We study the capacity region of the two-user Binary Fading (or Erasure) Interference Channel where the transmitters have no knowledge of the channel state information. We develop new inner-bounds and outer-bounds for this problem. We identify three regimes based on the channel parameters: weak, moderate, and strong interference regimes. Interestingly, this is similar to the generalized degrees of freedom of the two-user Gaussian interference channel where transmitters have perfect channel knowledge. We show that for the weak interference regime, treating interference as erasure is optimal while for the strong interference regime, decoding interference is optimal. For the moderate interference regime, we provide new inner and outer bounds. The inner-bound is based on a modification of the Han-Kobayashi scheme for the erasure channel, enhanced by time-sharing. We study the gap between our inner-bound and our outer-bounds for the moderate interference regime and compare our results to that of the Gaussian interference channel.
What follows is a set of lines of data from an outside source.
PR #2860, opened 2023-03-20
make sure that `radical.pilot.utils` as documented also

### LINKED ISSUE #2706: rp.utils docs don't show up

andre-merzky:
This fixes #2706

### DIFF
--- a/docs/source/apidoc.rst
+++ b/docs/source/apidoc.rst
@@ -36,7 +36,7 @@ PilotManagers
    :special-members: __init__
 
 PilotDescription
------------------------
+----------------
 .. autoclass:: radical.pilot.PilotDescription
    :members:
 
@@ -46,7 +46,7 @@ Pilots
    :members:
 
 Tasks and TaskManagers
-=============================
+======================
 
 TaskManager
 -----------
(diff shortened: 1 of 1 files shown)


mturilli (commented):
Do we have a well documented doc string for every member of each module?

eirrgang:
> Do we have a well documented doc string for every member of each module?

docstrings are missing for most package modules (`__init__.py` files). To support intersphinx links to package modules like `radical.pilot` and `radical.pilot.states`, I sprinkled rst directives like `.. py:module:: radical.pilot` into the docs on previous occasions. There is currently no docstring or target for `radical.pilot.utils`, though.

mturilli:
Thanks @eirrgang . You clearly know more about Sphinx than I do. Is this PR useful as it is? How would you suggest to proceed?

eirrgang:
> Thanks @eirrgang . You clearly know more about Sphinx than I do. Is this PR useful as it is? How would you suggest to proceed?

I think it would be good to make sure that `radical.pilot.utils` is defined in the doctree so that `:py:mod:` directives will work.

## Option 1

Add a module level docstring to `radical/pilot/utils/__init__.py` and a `.. automodule:: radical.pilot.utils` directive in the rst file.

## Option 2

Insert `.. py:module:: radical.pilot.utils` below the "Utilities and helpers" heading, before the automodule directives for modules that _do_ have module-level docstrings.

eirrgang:
> I would suggest to keep this PR about the inclusion of the submodule and to open a new ticket about the missing doc strings. Is that ok for y'all?

That seems fine. I suppose the current issue is "publish the docs". The follow-up issue(s) could be "let the following sphinx directive link to something":

    :py:mod:`radical.pilot.utils`

and, if necessary, "let `.. auto***:: ...` ...  `:members:` find documented members of entities that do not (currently) have docstrings"

andre-merzky:
> I would suggest to keep this PR about the inclusion of the submodule and to open a new ticket about the missing doc strings.

That ticket is open now (#2877).

mturilli (approved):
LGTM, thanks!

Issue #2739, opened 2022-10-21
Missing docs for raptor task modes


eirrgang:
The `examples/misc/raptor.py` example uses `rp.RAPTOR_MASTER` for the `TaskDescription.mode`, but this is not documented in https://radicalpilot.readthedocs.io/en/stable/apidoc.html#tasks-and-taskmanagers

I'm not sure whether this is an oversight. Is this interface not yet "public"? (Related to #2684?)

(`rp.RAPTOR_WORKER` is used internally, but users don't interact directly with this mode unless they override `Master.submit_workers()`.)

andre-merzky:
The way we specify task descriptions and task modes is still evolving indeed.  That is not to say that we shouldn't document the current state of affairs, the ticket is very valid - thanks!

andre-merzky:
This has been [addressed](https://github.com/radical-cybertools/radical.pilot/pull/2861) meanwhile

PR #2861, opened 2023-03-20
Fix/issue 2739

AymenFJA:
Related to #2739.

This PR adds `raptor tasks` entry to the API doc.

### DIFF
--- a/src/radical/pilot/task_description.py
+++ b/src/radical/pilot/task_description.py
@@ -165,8 +165,8 @@ class TaskDescription(ru.TypedDict):
         specific functionality (e.g., pipes, I/O redirection) which cannot easily 
         be mapped to other task attributes.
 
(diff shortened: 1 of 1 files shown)


src/radical/pilot/task_description.py
```diff
@@ -157,6 +165,11 @@ class TaskDescription(ru.TypedDict):
         specific functionality (pipes, I/O redirection) which cannot easily be
         mapped to other task attributes.
 
+        TASK_RAPTOR_MASTER and TASK_RAPTOR_WORKER are two special types of tasks
+        that define RAPTOR's engine master(s) and worker(s) components and their
```
andre-merzky, line 169: I don't think we use the term `engine` anywhere else in the context of Raptor, so would suggest to remove it.  Otherwise looks good to me - thanks!

andre-merzky (approved):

Deriving our new outer-bounds has three main steps. We first create a contracted channel that has fewer states compared to the original channel, in order to make the analysis tractable. We then prove the Correlation Lemma that shows an outer-bound on the capacity region of the contracted channel also serves as an outer-bound for the original channel. Finally using the Conditional Entropy Leakage Lemma, we derive our outer-bound on the capacity region of the contracted channel.